(Stored data)
== == ==

PR #3283, opened 2025-08-11
[PrometheusMetricsQuerier] DEBUG Query Logs

mbolt35:
## What does this PR change?
* Adds `DEBUG` level logging to the `PrometheusMetricsQuerier` which includes the specific query being executed as well as the specific value passed to `time=`.
* Added tests to validate each query logged the expected format.


ameijer (approved):
LGTM

PR #3295, opened 2025-08-13
Refactor ComputeCostData and add unit tests

sneaxhuh:
## What does this PR change?
Refactors the ComputeCostData function in pkg/costmodel/costmodel.go by breaking it into smaller, private helper functions for clarity and maintainability.

Adds unit tests in costmodel_test.go to validate the refactored logic.
Improves code readability, maintainability, and reduces risk of bugs in future modifications.

## How was this PR tested?
Ran the existing test suite in pkg/costmodel.

Verified all unit tests pass after refactor.

No, internal refactor only; behavior remains the same.

### DIFF
--- a/pkg/costmodel/costmodel.go
+++ b/pkg/costmodel/costmodel.go
@@ -686,7 +686,7 @@ func findDeletedNodeInfo(dataSource source.OpenCostDataSource, missingNodes map[
 		}
 
 		if len(cpuCosts) == 0 {
-			log.Infof("Kubecost metrics not currently available. Ingest this server's /metrics endpoint to get that data.")
+			log.Infof("Opencost metrics not currently available. Ingest this server's /metrics endpoint to get that data.")
 		}
 
 		for node, costv := range cpuCosts {
--- a/pkg/costmodel/costmodel.go
+++ b/pkg/costmodel/costmodel.go
@@ -139,61 +139,17 @@ func (cm *CostModel) ComputeCostData(start, end time.Time) (map[string]*CostData
 	ds := cm.DataSource
 	mq := ds.Metrics()
 
-	grp := source.NewQueryGroup()
+	// Get Kubernetes data
 
-	resChRAMUsage := source.WithGroup(grp, mq.QueryRAMUsageAvg(start, end))
-	resChCPUUsage := source.WithGroup(grp, mq.QueryCPUUsageAvg(start, end))
-	resChNetZoneRequests := source.WithGroup(grp, mq.QueryNetZoneGiB(start, end))
-	resChNetRegionRequests := source.WithGroup(grp, mq.QueryNetRegionGiB(start, end))
-	resChNetInternetRequests := source.WithGroup(grp, mq.QueryNetInternetGiB(start, end))
-
-	// Pull pod information from k8s API
-	podlist := cm.Cache.GetAllPods()
-
-	podDeploymentsMapping, err := getPodDeployments(cm.Cache, podlist, clusterID)
+	podlist, podDeploymentsMapping, podServicesMapping, namespaceLabelsMapping, namespaceAnnotationsMapping, err := getKubeCostData(cm.Cache, clusterID)
 	if err != nil {
 		return nil, err
 	}
 
-	podServicesMapping, err := getPodServices(cm.Cache, podlist, clusterID)
+	// Get Prometheus data
+	resRAMUsage, resCPUUsage, resNetZoneRequests, resNetRegionRequests, resNetInternetRequests, err := getPrometheusData(mq, start, end)
 	if err != nil {
-		return nil, err
-	}
-
-	namespaceLabelsMapping, err := getNamespaceLabels(cm.Cache, clusterID)
-	if err != nil {
-		return nil, err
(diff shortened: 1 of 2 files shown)


pkg/costmodel/costmodel.go
```diff
@@ -134,42 +134,118 @@ func (cd *CostData) GetController() (name string, kind string, hasController boo
...
+	}
+
+	err = findDeletedPodInfo(cm.DataSource, missingContainers, start, end)
+	if err != nil {
+		log.Errorf("Error fetching historical pod data: %s", err.Error())
+	}
+	return containerNameCost, err
+}
+
+func getKubeCostData(cache clustercache.ClusterCache, clusterID string) ([]*clustercache.Pod, map[string]map[string][]string, map[string]map[string][]string, map[string]map[string]string, map[string]map[string]string, error) {
```
mbolt35: This seems unnecessary. Returning 5 maps doesn't feel like it made the functionality more concise or improved clarity. Recommendation here is to move the contents back inline to the original callsite.

pkg/costmodel/costmodel.go
```diff
@@ -193,53 +269,26 @@ func (cm *CostModel) ComputeCostData(start, end time.Time) (map[string]*CostData
...
 
-	networkUsageMap, err := GetNetworkUsageData(resNetZoneRequests, resNetRegionRequests, resNetInternetRequests, clusterID)
-	if err != nil {
-		log.Warnf("Unable to get Network Cost Data: %s", err.Error())
-		networkUsageMap = make(map[string]*NetworkUsageData)
-	}
+	return resRAMUsage, resCPUUsage, resNetZoneRequests, resNetRegionRequests, resNetInternetRequests, nil
+}
 
+func getContainerCostData(podlist []*clustercache.Pod, resRAMUsage, resCPUUsage []*source.ContainerMetricResult, pvClaimMapping map[string]*PersistentVolumeClaimData, unmountedPVs map[string][]*PersistentVolumeClaimData, networkUsageMap map[string]*NetworkUsageData, podDeploymentsMapping, podServicesMapping map[string]map[string][]string, namespaceLabelsMapping, namespaceAnnotationsMapping map[string]map[string]string, nodes map[string]*costAnalyzerCloud.Node, clusterMap clusters.ClusterMap, cp costAnalyzerCloud.Provider, clusterID string) (map[string]*CostData, map[string]*costAnalyzerCloud.Node, map[string]*CostData, error) {
```
mbolt35: Feel the same way about this function - I do not think we've gained anything from adding a function which accepts 10+ parameters - we're just moving variables around.

pkg/costmodel/costmodel.go
```diff
@@ -134,42 +134,118 @@ func (cd *CostData) GetController() (name string, kind string, hasController boo
...
+
+	namespaceAnnotationsMapping, err := getNamespaceAnnotations(cache, clusterID)
+	if err != nil {
+		return nil, nil, nil, nil, nil, err
+	}
+
+	return podlist, podDeploymentsMapping, podServicesMapping, namespaceLabelsMapping, namespaceAnnotationsMapping, nil
+}
+
+func getPrometheusData(mq source.MetricsQuerier, start, end time.Time) ([]*source.ContainerMetricResult, []*source.ContainerMetricResult, []*source.NetZoneGiBResult, []*source.NetRegionGiBResult, []*source.NetInternetGiBResult, error) {
```
mbolt35: I'm more ok with this, as it keeps the prometheus queries together as a single testable unit. While n-element tuple return types are generally unwieldy, I think having some type of `struct` return type containing these results is overkill.

mbolt35: Also, while there are references to prometheus in this code, prometheus is no longer the only source of data available, so I would prefer this function be named `queryMetrics` or `getMetricsData` - whichever you feel is more appropriate. 

That goes for any direct mention of "prometheus" by name in the code. The preference here is to be abstract about the data source. Hope that makes sense.

mbolt35 (changes requested):
Love the unit tests, but there were two functions that felt unnecessary to me, at least with respect to testing and code clarity. The data source query grouping in a single function seemed like a good change to me, although please read my notes on avoiding "prometheus" specific naming, as there are other metric queriers available, and this should be phrased more abstractly.

ameijer (approved):
LGTM

pkg/costmodel/costmodel.go
```diff
@@ -673,14 +686,14 @@ func findDeletedNodeInfo(dataSource source.OpenCostDataSource, missingNodes map[
 		}
 
 		if len(cpuCosts) == 0 {
-			log.Infof("Kubecost prometheus metrics not currently available. Ingest this server's /metrics endpoint to get that data.")
+			log.Infof("Kubecost metrics not currently available. Ingest this server's /metrics endpoint to get that data.")
```
mbolt35:
```suggestion
			log.Infof("Opencost metrics not currently available. Ingest this server's /metrics endpoint to get that data.")
```

mbolt35 (approved):
If you don't mind making that suggested change before merge - This looks good, thank you!

PR #3299, opened 2025-08-14
feat: Implement Unicode support in filter lexer with improved error h…

sneaxhuh:
## What does this PR change?
This PR addresses all the TODOs in the `lexer.go` file by:

1. **Adding full Unicode support**
   - Modified `advance()`, `match()`, and `peek()` functions to work with **runes** instead of bytes.
   - Using `utf8.DecodeRuneInString` for proper UTF-8 handling.
   - Updated `isIdentifierChar()` to support Unicode letters and digits while maintaining backward compatibility for ASCII.

2. **Improved error messages**
   - Added specific error handling for invalid UTF-8 sequences.
   - Enhanced error messages for Unicode characters with **code point information**.
   - Better distinction between invalid UTF-8 and unexpected characters.

3. **Maintained backward compatibility**
   - All existing tests continue to pass.
   - ASCII-only input is handled exactly as before.
   - Kubernetes name compatibility is preserved for ASCII characters.

* Allows Unicode characters in identifiers where supported.
* Produces clearer, more specific error messages for invalid input.
* Maintains consistent behavior for existing ASCII-only identifiers.

## How was this PR tested?
* Added `unicode_test.go` with tests covering:
  - Valid ASCII identifiers
  - Valid Unicode letters/digits
  - Invalid UTF-8 sequences
  - Unexpected Unicode characters when ASCII-only mode is enforced
* Verified all existing tests pass.

* No — behavior is backward compatible for ASCII users.
* Optional documentation update for Unicode support in identifiers.


core/pkg/filter/ast/lexer.go
```diff
@@ -258,25 +272,33 @@ func (s *scanner) scanToken() {
...
+		b := byte(r)
+		return (b >= '0' && b <= '9') || // 0-9
+			(b >= 'A' && b <= 'Z') || // A-Z
+			(b >= 'a' && b <= 'z') || // a-z
+			b == '-' || // hyphens are allowed according to K8s spec
+			b == '_' // underscores are allowed because of Prometheus sanitization
+	}
+	
+	// For Unicode characters, allow letters and numbers
+	return unicode.IsLetter(r) || unicode.IsDigit(r)
```
mbolt35: I don't think we need to check ascii specifically (the `unicode` checks should also check for ascii as well). We will have to alter the unicode checks to include punctuation as well. 

In general, we're a bit confused as to why we hard restricted the filter language fields and values to an ascii subset in the first place. We probably don't need any special ascii handling. What are your thoughts?

mbolt35: Also worth noting that there are likely some tests that will fail (because the expectation was that we _only_ support a limited ascii character set). You can either repurpose those tests, or remove them if they're no longer required.

mbolt35 (changes requested):
PR looks great, just a quick request for change/comment.

core/pkg/filter/ast/lexer.go
sneaxhuh: the ascii restriction is just a naming convention going on from the k8s/prometheus naming rules i think, and i'd suggest to keep having it since it maintains consistency (not that huge impact but still), also the current tests still pass over the updated `isIdentifierChar` as well, so i don't think we need updating the tests as they are sufficient(although do let me know if you need any changes in the tests)

mbolt35 (approved):
LGTM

== == ==

* Exercise
Show a copy of each line from the records above in which the string "Kubernetes" occurs.

* Completed exercise
+	// Get Kubernetes data
   - Kubernetes name compatibility is preserved for ASCII characters.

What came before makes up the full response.